PR #3552, opened 2020-03-26
perf(peering): improve peering perf

marchello2000:
A big chunk of time was spent storing all stages of running executions.
This is not necessary because most of those stages don't change (only about 8% change with ~30s agent interval)
Only store stages that have a different `updated_at` timestamp (or those that don't exist).
This improves peering performance by about 25%

### DIFF
--- a/orca-peering/src/main/kotlin/com/netflix/spinnaker/orca/peering/ExecutionCopier.kt
+++ b/orca-peering/src/main/kotlin/com/netflix/spinnaker/orca/peering/ExecutionCopier.kt
@@ -131,7 +131,8 @@ open class ExecutionCopier(
       // We can't have the execution update in the time we capture its stages and the time we capture the execution it self
       // It's totally fine for the stages to be "newer" than the execution since that will be fixed up in the next agent run
       val executionRows = srcDB.getExecutions(executionType, idsToMigrate)
-      val stagesToMigrate = srcDB.getStageIdsForExecutions(executionType, idsToMigrate)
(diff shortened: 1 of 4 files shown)


orca-peering/src/main/kotlin/com/netflix/spinnaker/orca/peering/ExecutionCopier.kt
```diff
@@ -131,29 +131,36 @@ open class ExecutionCopier(
...
       // It is possible that the source stage list has mutated. Normally, this is only possible when an execution
       // is restarted (e.g. restarting a deploy stage will delete all its synthetic stages and start over).
       // We delete all stages that are no longer in our peer first, then we update/copy all other stages
-      val stagesPresent = destDB.getStageIdsForExecutions(executionType, idsToMigrate)
-      val stagesToMigrateHash = stagesToMigrate.toHashSet()
-      val stagesToDelete = stagesPresent.filter { !stagesToMigrateHash.contains(it) }
+      val stagesInDest = destDB.getStageIdsForExecutions(executionType, idsToMigrate)
+      val stagesInDestMap = stagesInDest.map { it.id to it }.toMap()
+
+      val stagesToDelete = stagesInDest.filter { !stagesInSourceHash.contains(it.id) }.map { it.id }
```
dreynaud: nit: `stageIdsToDelete`

marchello2000: thank you!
=======
Compute how many lines of the records above hold the string "stagesPresent". Give the number with no other output.

2